* _Provided data_:
------------------------------------------------------------------------
PR #40, opened 2024-07-31
Quick fix to R(t) plots and markdown rendering

kaitejohnson:
Caught a few things when looking at the rendered getting started vignette on the pkgdown site.


dylanhmorris (approved):
LGTM

PR #47, opened 2024-08-02
Slight tweak to the centered code

kaitejohnson:
I now realize why this was very confusing! Because when you do the non-centered parameterization, you generate expectations of the observed data, and these expectations become the mean of your observation model (and I chose normally distributed observation noise here, though I am not sure that is necessarily best practice). 

For the centered paramaterization, you want to write the model in the exact way you are simulating the data which is that:

$$\epsilon_t \sim MVN(0, \Sigma)$$

Where $\Sigma$ is just a function of the data (distance matrix) and the correlation function parameters (`phi` and `sigma_eps`). In this case, you do not have to parameterize the "noise matrix" or the realized draws from the iid normals, because they will go directly into your observation model as part of the likelihood function.

### DIFF
--- a/scratch/stan_chol_exmpl.R
+++ b/scratch/stan_chol_exmpl.R
@@ -129,17 +129,15 @@ sigma_matrix_true <- sigma_eps_true^2 * exponential_decay_corr_func_r(list(
   phi = phi_true,
   l = l
 ))
-epsilon_true <- t(mvrnorm(
-  n = n_times,
-  mu = rep(0, n_sites),
-  Sigma = sigma_matrix_true
-))
+# Generate samples from a MVM with mean 0 and covariance matrix sigma
+# epsilon_t ~ MVN(0, sigma_matrix) # nolint
+# for each time point. These are your observations!
 obs_data <- matrix(data = 0, nrow = n_sites, ncol = n_times)
 for (i in 1:n_times) {
   obs_data[, i] <- t(mvrnorm(
     n = 1,
-    mu = epsilon_true[, i],
-    Sigma = diag(1, n_sites)
+    mu = rep(0, n_sites),
+    Sigma = sigma_matrix_true
   ))
 }
 
--- a/scratch/stan_chol_exmpl.R
+++ b/scratch/stan_chol_exmpl.R
@@ -24,6 +24,7 @@ parameters {
   matrix[n_sites,n_times] alpha;
   real<lower=0> phi;
   real<lower=0> sigma_eps;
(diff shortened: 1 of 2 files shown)


scratch/stan_chol_exmpl.R
```diff
@@ -38,13 +39,20 @@ transformed parameters {
...
+  // here,
 
   // Likelihood
+  // Assumes normally distributed observation error.
+  // obs_data are your vectors of draws the MVN at each time point (column
+  // bound to produce a matrix). The epsilon matrix are the
+  // mean of the expected realizations of the MVN draws.
   for (i in 1:n_times) {
-    obs_data[,i] ~ multi_normal(epsilon[,i], identity_matrix(n_sites));
+    obs_data[,i] ~ normal(epsilon[,i], sigma_obs);
```
cbernalz, line 55: This all looks good, but I am a bit confused as to how `sigma_obs` matches with the centered stan model.  Why isn't this term on the centered stan model?

cbernalz (approved):

scratch/stan_chol_exmpl.R
kaitejohnson: The term isn't on the centered stan model because the values drawn from the MVN are being evaluated directly with the call `obs_data ~multinormal(0, Sigma)`

Whereas in the non-centered parameterization, we generate the expected values `epsilon` from the MVN using the cholesky decomposition transformation, and then we need to evaluate the observed data compared to the expected values `epsilon`, and this requires specifying a probability density (I chose normally distributed error but it could be anything, the point is just that we have to evaluate the log density of the observed data vs the expectation). 

I am going to post a simple example of a NCP and try to walk through it!  Also quite possible that I am over complicating this/made an error in this example, but I can't think of a way to do it without adding an additional `sigma_obs` term of some sorts. 

In our `wwinference` model, we already have an observation model and the expected values of the MVN get passed into another function and further transformed, so we don't have to add an extra parameter. It's just that in this simple example the MVN is our observation model.

cbernalz: Yea, it could have just been a bad example on my part.  But I looked over the files you added and they look good, noncentered vs centered in stan makes a bit more sense to me now.

kaitejohnson: No no was not a bad example on your part, I think it makes sense to default to the simplest model and I probably suggested it! I am adding one more example where the thing you non-center is a latent variable and am hoping it will make more sense!

cbernalz (approved):

PR #99, opened 2018-12-11
Support conversion to bool for transaction

elsid:


include/ozo/impl/transaction.h
```diff
@@ -27,6 +27,14 @@ class transaction {
...
 
+    bool has_connection() const {
+        return impl != nullptr && impl->has_connection();
+    }
+
+    operator bool() const {
+        return has_connection();
+    }
+
     friend auto& unwrap_connection(transaction& self) noexcept {
```
thed636: If it possible, could you please to change unwrap_connection customisations to the structure-based  in this pull request?

```cpp
namespace ozo {

template <typename T>
struct unwrap_connection_impl<impl::transaction<T>> {
    template <typename Transaction>
    static constexpr decltype(auto) apply(Transaction&& v) noexcept {
        return unwrap_connection(*v.impl->connection);
    }
};

} // namespace zoo
```

elsid: This wouldn't work as is, because `impl` is a private field. I still need to use a friend function or class.

thed636: Well, in this case friendship of `unwrap_connection_impl` is preferable.

elsid: Done

thed636 (approved):

PR #104, opened 2018-12-27
Fix size_of() for strong_typedef_wrapper wrapped types

thed636:
The problem is what the previous fix is not correct. It leads to application
of size calculation algorithm for arrays instead of default algorithm for
dynamic size data.

New test are added to address this problem.

### DIFF
--- a/tests/binary_serialization.cpp
+++ b/tests/binary_serialization.cpp
@@ -85,11 +85,6 @@ TEST_F(send, with_std_vector_of_float_should_store_with_one_dimension_array_head
     }));
 }
 
-TEST_F(send, should_convert_pg_name_as_string) {
-    ozo::send(os, oid_map, ozo::pg::name {"name"});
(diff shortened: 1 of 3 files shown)


tests/binary_serialization.cpp
```diff
@@ -120,4 +115,44 @@ TEST(send_impl, should_send_nothing_for_std_nullopt_t) {
...
+    auto size_buffer() {
+        return buffer_range(4, 4);
+    }
+
+    auto data_buffer() {
+        return boost::make_iterator_range(buffer.begin() + 8, buffer.end());
+    }
+};
+
+TEST_F(send_frame, should_write_pg_bytea_as_bunary_byte_buffer) {
```
elsid: binary?

elsid (changes requested):

tests/binary_serialization.cpp
thed636: **Done**

elsid (approved):

PR #106, opened 2019-01-09
Don't apply -1 length to offset

elsid:
This length is reserved for `NULL` values.

### DIFF
--- a/include/ozo/io/binary_query.h
+++ b/include/ozo/io/binary_query.h
@@ -134,8 +134,12 @@ private:
         std::size_t offset = 0;
         hana::for_each(range, [&] (auto field) {
                 const auto size = result->lengths[field];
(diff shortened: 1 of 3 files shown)


include/ozo/io/binary_query.h
```diff
@@ -134,8 +134,12 @@ class binary_query {
         std::size_t offset = 0;
         hana::for_each(range, [&] (auto field) {
                 const auto size = result->lengths[field];
-                result->values[field] = size ? std::data(result->buffer) + offset : nullptr;
-                offset += size;
+                if (size && size != -1) {
```
thed636: There is special constant type for it
```suggestion
                if (size && size != null_state_size) {
```

thed636 (changes requested):

thed636 (dismissed):

thed636 (approved):

PR #114, opened 2019-02-14
Add default constructor to query_repository

elsid:


include/ozo/query_conf.h
```diff
@@ -418,9 +418,15 @@ inline std::shared_ptr<query_conf> make_query_conf(std::vector<ozo::detail::quer
 template <class ... QueriesT>
 class query_repository {
 public:
+    query_repository() = default;
+
     query_repository(std::shared_ptr<detail::query_conf> query_conf)
         : query_conf(std::move(query_conf)) {}
 
+    bool has_query_conf() const {
```
thed636: 1. IMO it is better to give more common name like `is_initialized()` or something like this. Analog to std::optional's `has_value()` in this case is not suitable due to this class does not provide any query_conf object - uses it but does not provide.
2. It would be nice to provide an overloaded `operator bool()` for convenience as well.

thed636 (changes requested):

include/ozo/query_conf.h
elsid: Done

thed636 (approved):

PR #125, opened 2019-04-01
[INCOMPATIBLE] unwrap() and Nullable  refactoring

thed636:
Refactoring of the unwrap() function and Nullable concept usage. This refactoring is dedicated to the decoupling of these two. This PR may break user code in rare cases - the code won't compile if a user expects the dereferencing on calling unwrap() with custom Nullable type argument with no unwrap_impl specialization.


massaraksh111:
As for me it will be better to unit-test new unwrap logic

thed636:
> As for me it will be better to unit-test new unwrap logic

Yeah, thanks, sure.

massaraksh111 (approved):

PR #129, opened 2019-05-16
Failover framework

thed636:
Failover micro framework
===========

Introduce failover mechanism with retry strategy as a first implemented strategy.

RATIONALE
----------

Distributed environment is unstable, so we want to have recovery mechanisms. Failover micro-framework is created to provide such customisable and easy to use solution. Here we have two new concepts: *Strategy* and *Try*.

* **Strategy** is entity which determines how to try to recover an operation which failed. 
* **Try** is an entity which holds a context of an operation and decides should we try to recover a failed operation or give an error for a user.

EXTENSION
----------

The `ozo::fallback::retry` strategy is an example of the framework extension.

OPERATION SUPPORT FAILOVER
-----------------

* request
* execute
* get_connection
* begin

BASIC USAGE EXAMPLE
----------------

Operation with failover looks like this:

```c++
execute[fallback::retry(connection_error)*3](conn_info[io], query, 3s, yield);
```

see [retry_request.cpp](https://github.com/yandex/ozo/pull/129/files#diff-0faf5b07ab5932bd18487a1b85009ef6) for more details.

### DIFF
--- a/include/ozo/failover/retry.h
+++ b/include/ozo/failover/retry.h
@@ -1,0 +1,286 @@
+#pragma once
+
+#include <ozo/failover/strategy.h>
+#include <boost/hana/is_empty.hpp>
+#include <boost/hana/tuple.hpp>
+#include <boost/hana/fold.hpp>
+#include <boost/hana/concat.hpp>
+
+/**
+ * @defgroup group-failover-retry Retry
+ * @ingroup group-failover
+ * @brief Failover by simple retry operation
+ */
+
+namespace ozo::failover {
+
+namespace detail {
+
+template <typename TimeConstraint, typename Now = decltype(time_traits::now)>
+inline auto get_try_time_constraint(TimeConstraint t, int n_tries, [[maybe_unused]] Now now = time_traits::now) {
+    if constexpr (t == none) {
+        return none;
+    } else if constexpr (std::is_same_v<TimeConstraint, time_traits::time_point>) {
+        return n_tries > 0 ? time_left(t, now()) / n_tries : time_traits::duration{0};
+    } else {
+        return n_tries > 0 ? t / n_tries : time_traits::duration{0};
+    }
+}
+
+template <typename ...ErrorConditions>
+constexpr auto make_errcs_tuple(ErrorConditions ...errcs) {
+    return hana::make_tuple(errcs...);
+}
+
+} // namespace detail
+
+/**
+ * @brief Operation try representation
+ *
+ * Controls current try state incluiding number of tries remain, context of operation call for
+ * current try.
+ *
+ * @tparam ErrorConditions --- error conditions to match on for retry, should model #HanaSequence
+ * @tparam Context --- operation call context, literally operation arguments except #CompletionToken
+ * @ingroup group-failover-retry
+ */
+template <typename ErrorConditions, typename Context>
+class basic_try {
+public:
+    static_assert(HanaSequence<ErrorConditions>, "ErrorConditions should models HanaSequence");
+
+    /**
+     * @brief Construct a new basic try object.
+     *
+     * @param n_tries --- number of tries allowed, should not be less than 0.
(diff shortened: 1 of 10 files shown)


include/ozo/detail/cancel_timer_handler.h
```diff
@@ -30,4 +31,25 @@ struct cancel_timer_handler {
...
+
+template <>
+struct bind_cancel_timer_impl<ozo::none_t> {
+    template <typename Handler>
+    constexpr static decltype(auto) apply(Handler&& h) {
+        return std::forward<Handler>(h);
+    }
+};
+
+template <typename TimeConstrain, typename Handler>
```
yagzalex: Did you mean `TimeConstraint`?

thed636: Yep, thanks.

include/ozo/failover/retry.h
```diff
@@ -0,0 +1,281 @@
...
+     * - for the 1st try: 0,5/3 sec.
+     * - for the 2nd try: (0,5 - t<small>1</small>) / 2 >= 0,5/3 sec.
+     * - for the 3rd try: 0,5 - (t<small>1</small> + t<small>2</small>) >= 0,5/3 sec.
+     *
+     * @code
+    auto retry = failover::retry(errc::network, errc::timeout);
+    ozo::request[retry*3](pool, query, .5s, out, yield);
+     * @endcode
+     */
+    auto times(int n) const {
```
yagzalex: Maybe you should named that as 'tries'. The name 'times' is really confusing, cause it can be misunderstood as time constraints or something.

tests/failover/retry.cpp
```diff
@@ -0,0 +1,191 @@
...
+TEST_F(get_try_time_constraint, should_return_zero_duration_for_try_count_less_than_zero) {
+    EXPECT_EQ(duration{0}, ozo::failover::detail::get_try_time_constraint(3s, -1));
+}
+
+TEST_F(get_try_time_constraint, should_return_time_left_divided_on_try_count_for_try_count_greter_than_zero) {
+    EXPECT_EQ(1s, ozo::failover::detail::get_try_time_constraint(deadline, 3, now));
+}
+
+TEST_F(get_try_time_constraint, should_return_zero_time_left_for_try_count_zero) {
+    EXPECT_EQ(duration{0}, ozo::failover::detail::get_try_time_constraint(3s, 0, now));
```
yagzalex: Don't you mean to use 'deadline' from here? Otherwise, I don't see a big difference with 'should_return_zero_duration_for_try_count_zero' test.

include/ozo/failover/retry.h
```diff
@@ -0,0 +1,281 @@
...
+        return retval;
+    }
+
+    /**
+     * @brief Sintactic sugar for `ozo::retry_strategy::times()`
+     *
+     * @param n --- number of tries
+     * @return `retry_strategy` specialization object
+     */
+    auto operator * (int n) const { return times(n); }
```
yagzalex: Crazy thought. I think it would be handy to also have
```
template <typename ErrorConditions>
auto operator * (int n, retry_strategy<ErrorConditions> rs);
```
Because when you write `ozo::request[ozo::failover::retry(ozo::errc::network) * 3](...)` it is a little bit hard to find the exact counts of tries.
And this will make it easier `ozo::request[3 * ozo::failover::retry(ozo::errc::network)](...)`

yagzalex (changes requested):

include/ozo/failover/retry.h
thed636: **Done**

tests/failover/retry.cpp
thed636: **Done**
Yeah, thanks!

include/ozo/failover/retry.h
thed636: **Done**

yagzalex (approved):

Issue #132, opened 2019-05-18
How to retrieve RAISEd error messages


JonasProgrammer:
First of all, thank you for this awesome library!
I currently have an issue with getting the cause of a transaction abort within an `ozo` handler. Neither `ec.message()` nor `ozo::get_error_context` seem to do the job, however, as I just get a generic 'transaction aborted' message in both.

Basically I have something like this:
```sql
CREATE FUNCTION foo(bar int) [...]
IF bar = 42 THEN RAISE '$err1$ some message' END IF;
IF bar < 0 THEN RAISE '$err2$ other message' END IF;
[...]
```

And I'm trying to achieve this:
```cpp
ozo::begin(/*...*/, [](ozo::error_code ec, auto conn) {
  if (ec) return;
  ozo::execute(std::move(conn), "SELECT foo("_SQL + 42 + ")"_SQL, [](ozo::error_code ec, auto conn) {
    if (ec)
    {
        auto err = ec.message(); // ozo::get_error_context(conn) doesn't work either
        // if err contains $err1$ do one thing, do something else otherwise
// ...
```

Please beware that I'm using a forked version of ozo that works with boost 1.70 (and uses targets in CMake, but that shouldn't change the behaviour of a header only lib), so if this approach should work with vanilla ozo, please tell me, so I can look where I screwed up.

thed636:
Hi Jonas!

Thanks for the issue.

Try to get native error message via [ozo::error_message()](https://yandex.github.io/ozo/group__group-connection-functions.html#gae1d570854c32a38adcad99baf73e0baa) function. Unfortunately it is not very clear since the function is not used in any example - let's do not close this issue until I've change the examples.

BTW is it possible to see the fork of the project? I'm interesting in both changes, so if this fork is yours then it would be nice to have a PR in the project.

JonasProgrammer:
@thed636 Thanks alot, you're saving my weekend. `ozo::error_message()` works like a charm.

[Here's the fork](https://github.com/JonasProgrammer/ozo/tree/boost-170-ozo) (the branch name should have been `boost-170-conan`).

I thought about PRing, but I didn't, because this is basically what should have been 3 feature branches. At the same time this:
1. changes basically all CMake files to use targets (and breaks Coverage in doing so, as I didn't need it and couldn't be bothered to port it yet)
2. adds a conan recipe packing the 'targetized' version for CMake
[...]

PR #133, opened 2019-05-19
Add more documentation about error handling

thed636:
Add ozo::error_message() into example code.

Addresses issue #132

### DIFF
--- a/docs/howto.md
+++ b/docs/howto.md
@@ -2,6 +2,14 @@
 
 Here are some examples of how to use OZO API.
 
+<!-- TOC -->
+- [How to](#how-to)
+  - [How To Make A Very Simple request](#how-to-make-a-very-simple-request)
+  - [How To Handle Error Properly](#how-to-handle-error-properly)
+  - [How Start To Do Not Bother With Types Sequence In Row But Begin To Bother About Column Names](#how-start-to-do-not-bother-with-types-sequence-in-row-but-begin-to-bother-about-column-names)
+  - [How To Determine Which Type Do I Need To Use For The PostgreSQL Type](#how-to-determine-which-type-do-i-need-to-use-for-the-postgresql-type)
+  - [How To Bind One More PostgreSQL Type For C++ Type With Existing Binding](#how-to-bind-one-more-postgresql-type-for-c-type-with-existing-binding)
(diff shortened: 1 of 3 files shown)


docs/howto.md
```diff
@@ -39,63 +47,63 @@ int main() {
...
 
-Now we need to create a connection information for database to connect to. This is our connection provider which can create a connection for us as it will be needed (see more information about connection provider and how to get connection).
+Now we need to create a connection information for database to connect to. This is our connection source which can create a connection for us as it will be needed (you can learn more about ConnectionSource and ConnectionProvider concepts from the documentation).
 
 ```cpp
 const auto query = "SELECT id, name FROM users_info WHERE amount>="_SQL + std::int64_t(25);
 ```
 
-Here our query for database. There is a text with `_SQL` literal and single parameter `std::int64_t(25)`. Note, what the parameter will be passed as a separate binary parameter but not as a part of query text.
+Here our query for database. There is a text with `_SQL` literal and a parameter `std::int64_t(25)`. Note, what the parameter will be passed as a separate binary parameter but not as a part of query text.
```
yagzalex: Note that the parameter will be passed as a separate binary parameter, but not as part of the query text.

docs/howto.md
```diff
@@ -106,16 +114,49 @@ ozo::request(ozo::make_connector(conn_info, io), query, ozo::into(res),
...
 
 `for(auto& row: res)` - so if there is no error we can handle result from the output container.
 
+---
+
+## How To Handle Error Properly
+
+OZO uses `boost::system::error_code` to indicate error and so as `std::error_code` too it can not provide any context depended information at all. So unfortunately `error_code::message()` returns the only a static textual description of the code. But this is not enough, especially for sql errors. That's why the additional error information is needed and can be obtained via these two functions:
```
------------------------------------------------------------------------
* _Work instruction_:
For every line above that includes the string "opened", copy the line.

* _Expected answer_:
PR #40, opened 2024-07-31
PR #47, opened 2024-08-02
PR #99, opened 2018-12-11
PR #104, opened 2018-12-27
PR #106, opened 2019-01-09
PR #114, opened 2019-02-14
PR #125, opened 2019-04-01
PR #129, opened 2019-05-16
Issue #132, opened 2019-05-18
PR #133, opened 2019-05-19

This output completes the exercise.